Computer Warehouse Plans Nigeria Fundraising by 2015

Computer Warehouse Group Plc (CWG), a Nigerian technology company, will seek to raise capital on the country’s stock exchange within 18 months after listing existing stock last week.
CWG needs extra funding to refocus the business toward cloud computing from hardware and software, Chief Executive Officer Austin Okere, 49, said in an interview yesterday at the company’s head office in Lagos, Nigeria’s commercial capital. CWG’s goal is to become the biggest cloud-computing provider in Africa by 2015, he said.
“In twelve to eighteen months time, we will approach the market again,” said Okere. “By that time, we would have crystallized our transformation process.”
The Nigerian Stock Exchange, Africa’s second-largest bourse, is seeking a $1 trillion market capitalization by 2016 by encouraging more technology and telecommunications companies to go public. The exchange is working to make it easier for companies from those industries to list, according to Nigeria’s Information and Communication Technology Minister Omobola Johnson.

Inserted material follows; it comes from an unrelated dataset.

PR #3236, opened 2020-07-08
EEID refinements

wintersteiger:
This are changes to align EEID with Icelake's config-id. The complete EEID data (the config) is still passed at enclave creation time, with only its hash being recorded on the (now single) EEID page and the enclave loads the actual config/data into its heap during initialization.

“Our role is to be a trailblazer; to go to the exchange and show to people the value of going to the exchange,” Okere said. “I won’t be surprised if this now opens the path for many more IT companies to come and list.” CWG plans to sell shares on the U.S. technology-dominated exchange Nasdaq in the longer term, he said.

Acquisition Plans

CWG’s shares have gained 4.5 percent since they were listed on the Nigerian Stock Exchangeon Nov. 15, compared with a 3.2 percent gain on the all-share index over the same period.
CWG has a target to double profit in 2013 on sales of $132.2 million, according to Okere. The company is considering at least one acquisition, he said.
IT companies are increasingly turning to cloud computing, which allows businesses to share resources and applications via the Internet, as the margins are higher than traditional IT services. Dimension Data Holdings Ltd., a South African competitor owned by Japan’s Nippon Telegraph & Telephone Corp (9432), acquired California-based OpSource in 2011 to accelerate its cloud strategy, according to a company press release.
CWG has a target to generate 75 percent of sales from cloud services by 2019, up from 15 percent now, with small and medium-sized businesses the main customer base, Okere said. The company still gets 53 percent of its revenue from hardware and almost a third from software.
Many African businesses have limited access to IT services and cloud technology would allow them to become more efficient and spend less on computers, according to a Nov. 20 report released by McKinsey Global Institute.